“Twitch does not allow political advertising, and these ads should never have been allowed to run on our service,” the company said in a statement on Wednesday, thanking the “community” for bringing them to attention.
One of the ads, shared on Twitter by journalist and activist Rod “Slasher” Breslau, showed workers saying “we have everything we need” and urging fellow Amazon employees to vote against unionizing, in what many responses described as a “hostage video” atmosphere.
Twitch should have known their own rules, especially since they’re owned by Amazon, one user responding to Breslau said. Another pointed out that the ads have been running for a month, since they’ve been seeing them “since the beginning of February.”
More Perfect Union, a pro-union outlet that bills itself as “media that empowers working people,” took credit for reporting the existence of the ads on Tuesday, and sent chief Amazon spokesman Jay Carney a list of questions they still want answered.
MPU is the same outlet that reported last week that Amazon had pressured local authorities in Bessemer, Alabama to change the timing of traffic lights outside their warehouse complex in order to thwart union organizers.

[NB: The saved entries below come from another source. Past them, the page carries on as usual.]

PR #2724, opened 2026-08-28
Fix #2650: make socketio max_decode_packets configurable

### LINKED ISSUE #2650: [Bug] Bundled WS messages resulting in lost messages
**Describe the bug**
Internally the `python-socketio` library bundles messages to limit the number of requests (or it happens at the server before ingestion, I am not sure). This results in the server in a message it was unable to unpack the payload, which results in that these messages get lost.

This happens when you have many nodes (10 in my case) that send lots of status messages, I fixed it by setting the  `max_decode_packets` to something bigger.

```python
# Increase max_decode_packets to handle rapid message bursts
# Default is 16, which causes "Too many packets in payload" errors
# when many messages are batched together
Payload.max_decode_packets = 128
```

We need to investigate what this setting exactly does, what a sensible value would be or that we make this settable by the user in the configuration file.

> [!TIP]  
> ### Only for HTTP protocol
> This setting is only relevant for the polling http protocol. If we decide not to support it anymore we might consider just closing this issue, see #2646. Note that the upgrade mechanism (which we might keep) is affected by this setting.

agu2347:
## Problem

python-engineio (used internally by Flask-SocketIO) bundles multiple websocket packets into a single payload when using the HTTP long-polling transport. By default it only allows `Payload.max_decode_packets = 16` packets per payload. As described in #2650, when many nodes send status messages in a short time window (e.g. many nodes connecting/reporting around the same time), this limit is exceeded and the server fails to decode the remaining packets in that payload, silently dropping the corresponding websocket messages.

The issue reporter confirmed that manually raising `Payload.max_decode_packets` to a higher value fixed message loss for their 10-node deployment, and asked that this be investigated and made configurable rather than left at the library default.

## Fix

`HQApp.setup_socket_connection()` now sets `Payload.max_decode_packets` once, before either the primary (`async_mode="gevent_uwsgi"`) or the fallback `SocketIO(...)` constructor is attempted, so it applies regardless of which branch is taken. The value is read from a new `socketio_max_decode_packets` config key, defaulting to `128` (the value that resolved message loss for the issue reporter) when unset.

```python
Payload.max_decode_packets = self.ctx.config.get(
    "socketio_max_decode_packets", 128
)
```

This follows the same `self.ctx.config.get("key", default)` convention already used elsewhere in this method (`rabbitmq`, `cors_allowed_origins`) and elsewhere in the file.

## Testing

Added `vantage6-hq/tests_hq/test_socket_connection.py`, which extracts the real `setup_socket_connection` method body via `ast`/`inspect` (so it always tests the actual production code, not a re-implementation) and runs it against lightweight `SocketIO`/`DefaultSocketNamespace` fakes, since a full Flask/DB/Keycloak app context isn't needed to exercise this logic. It covers:
- default config leaves `max_decode_packets` at 128 (raised from the library default of 16)
- a configured `socketio_max_decode_packets` value is honored
- the setting is applied even when `rabbitmq` is configured
- the setting is applied even when the `gevent_uwsgi` `SocketIO()` constructor raises and the method falls back to the plain constructor

I also verified locally (outside the committed test) that with the original code, `Payload.max_decode_packets` stays at the library default of 16 regardless of config, reproducing the reported bug, and that the fixed code correctly raises/configures it in all four scenarios above.

Fixes #2650

### DIFF
--- a/vantage6-hq/tests_hq/test_socket_connection.py
+++ b/vantage6-hq/tests_hq/test_socket_connection.py
@@ -1,0 +1,152 @@
+"""
+Regression tests for HQApp.setup_socket_connection().
+
+python-engineio (used by Flask-SocketIO) bundles multiple websocket packets
+into a single HTTP long-polling payload, and by default only allows 16
+packets per payload (``engineio.payload.Payload.max_decode_packets``). When
+many nodes send status messages in a short time window this limit is
+exceeded, causing the server to silently fail to decode the remaining
+packets in the payload and lose messages (see GH issue #2650).
+
+These tests exercise the real ``setup_socket_connection`` method body (parsed
+directly out of ``vantage6.hq.HQApp`` via ``ast``, so the tests run against
+the actual production source rather than a re-implementation of it), with
+Flask/SocketIO/rabbitmq collaborators replaced by lightweight fakes so the
+test does not require a running Flask app, database, or message broker.
+"""
+
+import ast
+import inspect
+import logging
+
+import pytest
+from engineio.payload import Payload
+
+from vantage6.hq import HQApp
+
+
+def _extract_method_source(cls, method_name):
+    """Pull the literal source of a method off a class via ast.
+
+    This ensures the test always exercises whatever the method currently
+    contains (including future edits), rather than a hand copied version of
+    it that could silently drift out of sync with the real implementation.
+    """
+    src = inspect.getsource(cls)
+    tree = ast.parse(src)
+    class_node = tree.body[0]
+    for item in class_node.body:
+        if isinstance(item, ast.FunctionDef) and item.name == method_name:
+            return ast.get_source_segment(src, item)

Over 5,800 people work at the Amazon complex in Bessemer. The company, owned by multibillionaire Jeff Bezos, has run a massive campaign in recent months to counter the efforts to unionize that workforce. In January, Amazon even appealed to a federal regulator to delay the vote by the workforce, claiming that mail-in ballots had “serious and systemic flaws” and that in-person voting was required for a “valid and fair” election.
That is the exact opposite of the position the Bezos-owned Washington Post took when it came to the 2020 presidential and congressional elections in the US.
Twitch, a streaming platform popular with video-gamers, was bought by Amazon for $970 million in cash back in 2014. This is not the first time it has pulled advertisements due to public pressure – last July, they took down US Army ads, after social justice activists complained their Xbox controller giveaway was “fraudulent” – but it is the first time the ads yanked belonged to their own parent company.